“Then there is The Hyena. He’s not a picky eater. He will go home with anyone. He will go home with your woman if he has half a chance.”
Bikozulu: The Lacoste of Samburu.
I remember when I was admitted to a new school during my transition to class six, he was the first and only friend I had for quite some time. I never used to do so well with new environments so seeing him extend a hand of friendship came in handy for me.
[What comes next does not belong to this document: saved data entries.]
Issue #420, opened 2025-10-23
Trigger events for position changes


jgur-psyops:
Reminder to contributors: Please base off the latest version branch, and target the consolidated update with your PR, not main. The main branch reflects the latest version on mainnet, and may be 1-2 months stale compared to what's in active developement. Right now, that's 0.1.8-main, and https://github.com/mrgnlabs/marginfi-v2/pull/493

# Summary 

Some integrators would like the ability for users to set a "stop loss" or "take profit": if a position grows to a certain value, allow it to be unwound permissionlessly, returning the funds to the user. 

The implementation might look like this:
* User deposits A worth $100 and borrows B worth $50, a net value of $50.
* Users sets a take-profit at $100
* If EITHER 1) The price of A increases  to $150, 2), the price of B decreases to 0, 3) some combination such that A - B >= $100, the take-profit is activated.
* In (1), we withdraw $50 of A, swap to B, repay the B debt, and the user now has $100 in A
* In (2), we repay the now-worthless B debt.
* In (3), we withdraw as much as we need to zero out the $B debt, otherwise same as (1).

Once activated, anyone can permissionlessly crank the user's account to 1) Repay the B debt, 2) Return A-B to their wallet. It may also make more sense if (2) simply leaves the remaining deposit active, or in a future implementation, even converts A-B into a stable of the user's choosing.

The cranker should earn some fee for their service (a small percentage of profit). Also note that since the cranker is responsible for the A->B swap, they might earn more if they can find favorable slippage.

abelmarnk:
Hey @jgur-psyops, could i take this on?

jgur-psyops:
> Hey [@jgur-psyops](https://github.com/jgur-psyops), could i take this on?

It's relatively challenging but feel free to take a shot! Please use a 0.1.7-main branch as your base, we are expecting to complete this around our 1.8 update (early to mid Feburary)

abelmarnk:
Hey  @jgur-psyops sorry to bother you. 

Could I get your feedback on this approach:-

The approach generalizes the idea a bit it and allows for combinations of assets/liabilities to be tied to a single order (not just a single asset and a liability) as long as the combinations are distinct, it would still work if we allowed just one asset & liability in one combination, is this necessary or should it be one asset and one liability?

**High level(instructions)**
- Add take profit
- Remove take profit
- Add stop loss
- Remove stop loss
- Execute take profit (liquidator)
- Execute stop loss (liquidator)

[...]

PR #470, opened 2026-01-05
Add support for user orders

abelmarnk:
This PR adds support for user orders as described in #420

**Relevant Specification**
- Orders are of three kinds take-profit & stop-loss or both.
- In the case of both the `SL` must be less than the `TP`
- A user sets a slippage in BPS when creating an order.
- A user can open an order containing assets and liabilities and orders currently support only one of both. 
- The first time a balance is used in any order it is assigned a non-zero tag which is present in the balance until the balance is closed.
- The order identifies it's balances with those tags.
- The tags are used as an alternative to storing public keys in the balance which would require 32 bytes, and the tags using 2 bytes each.
- When a balance is closed, orders that contains the tag for that balance can also be closed.
- A single balance can be present in several orders at once, when one of them gets executed it may offset other orders and cause them to be closed(e.g in the current implementation the executor/keeper is expected to close the liability(s) involved in the order and once any balance in an order(an order different from the one just executed) is closed then that order is eligible to be closed). 
- The user can also close orders themselves.
- In the case where the user has several orders instead of closing all of them they can mark them to be closed in a single instruction by setting the balance tags for those orders to `0`, the executors/keepers can then close them and claim the rent & order fee.
- Executors execute orders in a similar way to the start-end liquidation flow
- The execution of the order would cause the liabilities to be closed and the asset balance to be decreased taking the slippage into account.
- The slippage is taken into account differently for both `SL` and `TP`.
- For `TP` the slippage is taken into account by ensuring that the resulting value left is not less than `(TP * (1 - (slippage/MAX_BPS))`
- There also exists a max fee which is in percentage, the max fee allows the keeper to bring the resulting value down to at most  `((V_A - V_L) * (1 - max_fee)`, where `V_A` and `V_L` are the values of assets and liabilities present in the order at the start or execution.
- In the case where the resulting value from the max fee is less than the resulting value from the slippage, the value from the slippage is used instead.
- For the `SL` case, the slippage is enforced by using it on the difference between the value of the assets and the value of the liabilities as seen when starting the execution of the order, i.e it ensures that the value left is not less than `((V_A - V_L) * (1 - (slippage/MAX_BPS))`, where `V_A` and `V_L` are the values of assets and liabilities present in the order at the start or execution.
- In both the `SL` and `TP` case above the executor is allowed to keep whatever is left between the captured value(what they see at the start of execution) and the minimum resulting value which is calculated as described above.
- After the order is executed, it is checked that the account health is as good as or better than it was at the start of execution, and if it is not then the account should at least be healthy, otherwise the order is reverted.
- Additionally it is checked that the balances that are not related to the order remain unchanged.

**Scope**
- Update Marginfi Program
	- State
	- Instructions(new)
	- Instructions(old) for compatibility e.g repay, withdraw
- Update CLI
- Update Test Utils
- Update Tests

**Notes**
Support for the Kamino and other integrations are not added in this PR, it requires very few changes along with tests and can be added in a separate PR.


programs/marginfi/src/instructions/marginfi_account/order.rs
```diff
@@ -0,0 +1,640 @@
...
+            marginfi_account_authority: marginfi_account.authority,
+            marginfi_group: marginfi_account.group,
+        },
+        order: order_loader.key(),
+    });
+
+    Ok(())
+}
+
+pub fn keeper_close_order(ctx: Context<KeeperCloseOrder>) -> MarginfiResult {
```
abelmarnk, line 193: We might want to relax this so it works even after the marginfi account has been closed.

programs/marginfi/src/instructions/marginfi_account/order.rs
```diff
@@ -0,0 +1,662 @@
...
+pub struct PlaceOrder<'info> {
+    #[account(
+        constraint = (!group.load()?.is_protocol_paused()) @ MarginfiError::ProtocolPaused
+    )]
+    pub group: AccountLoader<'info, MarginfiGroup>,
+
+    #[account(
+        mut,
+        has_one = group @ MarginfiError::InvalidGroup,
+        has_one = authority @ MarginfiError::Unauthorized
```
jgur-psyops, line 549: In 1.7 (merging this week) we added a "frozen" account state, frozen accounts should be unable to place or execute orders.

programs/marginfi/src/instructions/marginfi_account/order.rs
```diff
@@ -0,0 +1,662 @@
...
+        MarginfiError::OrderLiabilityNotClosed
+    );
+
+    health_cache.set_healthy(true); // We have checked the account to be healthy
+    marginfi_account.health_cache = health_cache;
+
+    let net = order_assets_in_equity;
+
+    // Check that the liquidator did not over-withdraw.
+    match order.trigger {
```
jgur-psyops, line 454: I believe only checking net here means the keeper can keep the "excess profit" here, in take-profit instances, correct?

Example:
* User has $150 asset, $50 liability, sets a take-profit at $90
* Net is currently above $90 so the order is triggered

### Friendly Keeper:
Repays $50 in debt, withdraws $50. User is left with $100 in asset, no liabilities

### Profit-seeking Keeper:
Repays $50 in debt, withdraws $60. User is left with $90 in asset, no liabilities, keeper makes $10

Here perhaps we may want to enforce a maximum profit (my gut says a flat amount in dollars) using the health difference before/after.

I don't think there is a equivalent on the stop-loss side, only on the take-profit/both path.

abelmarnk: That makes sense, my previous intention was to make it similar to order matching.
For this we would enforce the change based on:- 
- The health difference like you said(i.e the account does not become less healthy than it was)
- And also capping the profit in dollars that the keeper would get to keep, even if the account were left in a state as healthy as it was before the order.

What would be a reasonable cap for the profit, since orders may be frequent i'm guessing it shouldn't be high like maybe something from $0.125 to $0.75?

An example based on everything so far using $0.25 as a cap:-

***Asset A (Equity = $10, Maintenance = $9.5)***

***Liab B (Equity = $5, Maintenance = $6.5)***

***TP = $3***

The user's expected net would be $3, the changes would then lead to the remaining assets left being worth $4.75, because of the cap.

programs/marginfi/src/instructions/marginfi_account/order.rs
abelmarnk: Noted.

programs/marginfi/src/instructions/marginfi_account/order.rs
jgur-psyops: We might not even need to enforce "healthy" just "at least equal or healthier than at start", as we would prefer an unhealthy account to execute an order that made them healthier vs being liquidated. 

The max profit can be configurable in the same as `liquidation_max_fee`. This would probably some flat amount in $.

But also, because of slippage constraints, when swapping from withdrawn/repaid asset, even the "Friendly Keeper" isn't going to bring your net to exactly your intended level, e.g. when he swaps the $50 he withdrew from you he'll probably get $49.9 to repay, to repay your whole $50 he'd need to withdraw maybe $50.1, so there probably needs to be a bps component. As slippage varies per-asset the slippage tolerance component might be something the user specifies on the `Order` when they make it.

abelmarnk: Sounds good!

abelmarnk: Made some slight changes to the approach, it may not be in all cases that the account is as healthy as it was or better after execution, while also keeping it profitable for the keeper, e.g in the case where the maintenance weights for both the assets and the liabilities are 1, then such a reduction cannot happen(while still allowing the keeper to keep a bit for fees or as allowed by slippage), though the only case where it can't happen is when the weights for assets and liabilities are equal to 1(Also the changes the changes are still guided by the the slippage the user set as well as the max fee, i.e it cannot go lower than what the slippage allows).
wdyt?

jgur-psyops:
Hey @abelmarnk , we're going to move this internally to complete it next week, if you have any other changes you'd like to commit please push them by Monday Feb 02 2026. Because this is a larger change, it will move an internal branch, we'll edit for a bit, merge into the consolidated update, and then it will ship to prod with 1.8 in ~late Feb.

(Read the previous post here.)
So I was this new guy in class. Fighting with the acceptance of a new school and new hood altogether. We had moved from Roysambu to Kitengela and have in mind it was those days when Kite was still wallowing in the development mud. It was not an exciting place to live. It felt like we had moved to shagz all in the name of, ‘Kuishi kwa nyumba tumejenga. Tuache kulipa rent town saa yote. Tutalipa rent ama tutawalipia school fees?’ As my parents would put it.
The school again was just nothing close to what I called school. The school where I was from, the air there smelt of competition. It would make you stay on your toes academically. Everything was organized. The classes had these double lockers. So you would have a deskmate whether you liked it or not. But I didn’t because being new I sat on the desk at the back that had not been occupied yet.
On the second day Shaddy, in his courtesy, came and sat next to me and introduced himself. That was after I had rubbed shoulders with the Math teacher during the previous class and it left me feeling like shit. I sensed that that son of a gun had bad blood over me.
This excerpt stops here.